→ EXERCISE AIM
Only a number is wanted here, namely how many lines of the data contain the string "opened".

→ EXTRACTED DATA
PR #549, opened 2026-05-03
AltairZ80: Improved choice of boot ROM

psco:
An appropriate boot ROM is chosen based on the attached disk image.

Replaces the PR with the same name and the same functionality but hopefully without the commit clutter.


pmetzger:
Also in [ZIMH as this](https://github.com/pmetzger/zimh/commit/ef57021b).

PR #554, opened 2026-05-19
Fix self lockout on VDE socket

Janrupf:
SIMH seems to somewhat quietly lock itself out of its own VDE socket because it sets the permission bits to all zero. I found some resources saying SIMH needs to run as root to use VDE, which seems to also stem from this problem. Now it works without running as root

### DIFF
--- a/sim_ether.c
+++ b/sim_ether.c
@@ -2358,6 +2358,8 @@ else { /* !tap: */
     const char *devname = savname + 4;
 
     memset(&voa, 0, sizeof(voa));
+    voa.mode = 0600;
+
     if (!strcmp(savname, "vde:vdedevice"))
       return sim_messagef (SCPE_OPENERR, "Eth: Must specify actual vde device name (i.e. vde:/tmp/switch)\n");
     while (isspace(*devname))


pmetzger:
Weird because this effect seems to contradict the VDE documentation but testing shows the patch is indeed correct. I applied it to [ZIMH in this commit](https://github.com/pmetzger/zimh/commit/238bdeae5395683f610c6e615ea8e98e179a38a6); I have no control over the SIMH repository. I used mode 0600 as it appears there was no need to give the socket an execute bit.

Janrupf:
Ah whoops, you are right on the permission bits. I think I just had the `7` there for testing and then forgot to change it. Fixed that now

Janrupf:
Regarding the VDE documentation, @pmetzger where would you say it contradicts it? I think its worded a bit weirdly with "[...] has been left for backwards compatibility", but it only explicitly mentions that the open args can be set to `NULL` (in which case VDE would apply mode `0700`, interestingly enough also including the executable bit...), but not that they can be zeroed or are ignored.

I'm considering making a PR at VDE to maybe ignore the mode if its set to zero since I don't see how that would ever be useful, but arguably VDE shouldn't work around bugs in applications.

pmetzger:
The documentation seemed to indicate to me that zero meant defaults would be applied.

Anyway, it's rare that I've seen such a simple fix completely correct a problem. Thank you for bringing it to everyone's attention. I hope SIMH also applies it.

PR #583, opened 2026-09-22
LINC: various updates

larsbrinkhoff:
- Fix for MUL.
- Game controllers for Spacewar.
- Fixes for disassembler.
- Fix for loading octal.
- Escape maps to CASE.
- Map up, down, page up, page down to LINC movement.
- Fix recording of P for CPU instruction history.
- Fix line endings to CRLF.

CC @dgesswein


larsbrinkhoff:
The check "cmake-builds / LEGACY XP executables" fails, but it does on the master branch too.

markpizz:
While you doing this series of updates, please make sure the line endings are CRLF for all source files to align with the historic simh standard.

larsbrinkhoff:
Good point; I keep forgetting that.  I have fixed my line endings.  Maybe an automated test would be in order.

tlhackque:
> Good point; I keep forgetting that. I have fixed my line endings. Maybe an automated test would be in order.

This keeps coming up.  Git can handle this issue transparently.

Short form: set `core.autocrlf` to `true` on windows, and `input` for others.  `core.eol` to your working directory preference.  Or put `*.c text eol=crlf` (and `*.h`) in `.gitattributes` if you insist.  (To force unix line endings -- e.g. for shell scripts -- `eol=lf`; for binary files, use the `binary` macro.)

See:
GitHub's doc: https://docs.github.com/en/get-started/git-basics/configuring-git-to-handle-line-endings (TLDR)
Git's doc: https://git-scm.com/docs/git-config, https://git-scm.com/book/en/v2/Customizing-Git-Git-Configuration, https://git-scm.com/docs/gitattributes/2.6.7, and https://git-scm.com/docs/gitfaq/2.46.0#Documentation/gitfaq.txt-WhatstherecommendedwaytostorefilesinGit

The last reference summarizes git's handling and recommendations.

markpizz:
> This keeps coming up. Git can handle this issue transparently.

This has been discussed several times.  

Git can do what you suggest when you start from the beginning.

However, to get there now you have to be willing to have a massive commit which changes ALL of the existing source files in the entire repo to the internal standard.  

The project has repeatedly decided against this.

PR #153, opened 2023-02-08
OSD-14629 - CAD node/instance count check can misfire

zmird-r:
Updated the node count check to differentiate between master, infra and worker. Included the machine pools workers in the workers count.
The investigation of started instance gives an error only if there's a mismatch in the count of master or infra nodes.

### DIFF
--- a/pkg/services/chgm/chgm.go
+++ b/pkg/services/chgm/chgm.go
@@ -166,9 +166,9 @@ func (i InvestigateInstancesOutput) String() string {
 		msg += fmt.Sprintf("\nIssuerUserName: '%v' \n", i.User.IssuerUserName)
 	}
 	msg += fmt.Sprintf("\nNumber of non running instances: '%v' \n", len(i.NonRunningInstances))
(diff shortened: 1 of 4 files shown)


zmird-r:
Closes: https://issues.redhat.com/browse/OSD-14629

pkg/services/chgm/chgm.go
```diff
@@ -376,31 +412,132 @@ func (c Client) RemoveCCAMLimitedSupport(externalID string) (bool, error) {
...
+    return runningNodesCount, nil
+}
+
+// GetExpectedNodesCount returns the mininum number of nodes that are supposed to be in the cluster
 // We do not use nodes.GetTotal() here, because total seems to be always 0.
-func (c Client) GetNodeCount() int {
+func (c Client) GetExpectedNodesCount() (*ExpectedNodesCount, error) {
 	nodes, ok := c.cluster.GetNodes()
 	if !ok {
 		// We do not error out here, because we do not want to fail the whole run, because of one missing metric
```
RaphaelBut, line 454: polish: i believe this comment is leftover and can be removed as you do error out here

RaphaelBut (approved):
Thanks a lot for this change, great work!
this will hopefully reduce noise on primary a lot. 
/lgtm

PR #156, opened 2023-02-09
Hotfix pipelinepruner

RaphaelBut:
Why: Stage ran into quota issues after https://github.com/openshift/configuration-anomaly-detection/pull/151 was merged. We did not anticipate the amount of runs that actually come in. 

return to hourly purge but keep 100 runs for debug purposes

### DIFF
--- a/deploy/tekton-pruner.yaml
+++ b/deploy/tekton-pruner.yaml
@@ -15,7 +15,7 @@ spec:
         spec:
           containers:
             - args:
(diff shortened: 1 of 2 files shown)


typeid:
LGTM for a hotfix, but we definitely need to take a closer look at this, as we're going back in a state where we're not able to properly look into problematic pipelines older than a day or two.

/lgtm

RaphaelBut:
it is on the cadcon discussion list, we will discuss what our requirements are and open corresponding bug/story

PR #157, opened 2023-02-15
fix: osdmanagedadmin user prefix

ninabauer:
[OSD-15256](https://issues.redhat.com//browse/OSD-15256)

The osdmanagedadmin user does not always contain a suffix, sometimes it can be just "osdmanagedadmin". This fixes the authorized user check.


typeid:
@ninabauer Thanks for the quick fix! If it's not too much trouble for you, could you commit just the one line with the fix? The rest will make it harder to rebase other open PRs. 

I have noticed we don't have any format checks for the PRs, this results in exactly this issue. The files weren't formatted ahead of time. I will open a PR to add a format check, and merge it after Raphael's refactor to not cause him too much pain while rebasing.

PR #158, opened 2023-02-15
Add diagrams and documentation

typeid:
**What?** 

Add some diagrams to get more visibility on how CAD works.

Currently a draft as these diagrams represent the near future of CAD and aren't 100% accurate with the current state.


RaphaelBut:
I think its indeed a good idea to already merge these as they greatly help getting an overview. Very nice drawings! 

/lgtm

PR #159, opened 2023-02-16
Add gofmt to linters

typeid:
**Why?**

We need gofmt in the lint check to make sure everyone's formatting is the same.

Ideally, we want the golangci-lint file to look something like this: https://gist.github.com/maratori/47a4d00457a92aa426dbd48a18776322#file-golangci-yml


typeid:
/hold
until Raphael's refactor is on `main`, as to not cause conflicts.

PR #168, opened 2023-03-27
Add note for unsupported infra

typeid:
**What?**

- refactor retries function to remove duplicate defaults and global variables (commit 1)
- Add pagerduty note when infrastructure is unsupported for investigation (commit 2)

**Why?**

- General maintainance
- Make it clear why CAD didn't run on a CHGM for GCP clusters


RaphaelBut:
Great job! 
/lgtm

PR #174, opened 2023-04-19
OSD-15569 : Add CCS/nonCCS differentiation

RaphaelBut:
The role 'OrganizationAccountAccessRole' is used by SRE in case of non CCS clusters and by the user otherwise.
This PR changes the isUserAllowedToStop function to respect the clusters flavor and return false when 'OrganizationAccountAccessRole' was used on a CCS cluster.

### DIFF
--- a/pkg/services/chgm/chgm.go
+++ b/pkg/services/chgm/chgm.go
@@ -227,7 +227,7 @@ func (c *Client) investigateRestoredCluster() (res InvestigateInstancesOutput, e
 // isUserAllowedToStop verifies if a user is allowed to stop/terminate instances
 // For this, we use a whitelist of partial strings that can be SRE
 // based on findings in https://issues.redhat.com/browse/OSD-16042
-func (c *Client) isUserAllowedToStop(username, issuerUsername string, userDetails CloudTrailEventRaw, infraID string) bool {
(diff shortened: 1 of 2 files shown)


RaphaelBut:
/hold 

for promotion

pkg/services/chgm/chgm.go
```diff
@@ -227,7 +227,7 @@ func (c *Client) investigateRestoredCluster() (res InvestigateInstancesOutput, e
 // isUserAllowedToStop verifies if a user is allowed to stop/terminate instances
 // For this, we use a whitelist of partial strings that can be SRE
 // based on findings in https://issues.redhat.com/browse/OSD-16042
-func isUserAllowedToStop(username, issuerUsername string, userDetails CloudTrailEventRaw, infraID string) bool {
+func (c *Client) isUserAllowedToStop(username, issuerUsername string, userDetails CloudTrailEventRaw, infraID string) bool {
```
typeid, line 230: **Question:** is this something we want to convert the function to a method for? 
I think we're partially passing stuff per parameter (e.g. infraID) and partially using it using the `c  *Client`s members now. 

Otherwise lgtm

RaphaelBut: Mhh good point. 
It works both ways and is a little strange here as this function is only called during and from the chgm service (same scope). I will change it back and pass per parameter tough I think it is cleaner that way.

PR #175, opened 2023-04-20
Make resolve investigation logging less confusing

typeid:
**Why**?

See https://redhat.pagerduty.com/incidents/Q3DIQB8OOFEBVS/timeline

We don't clarify what CAD does in the note, it looks like a second investigation.


typeid:
/hold
Until after promotion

→ RESULT OF THIS EXERCISE
11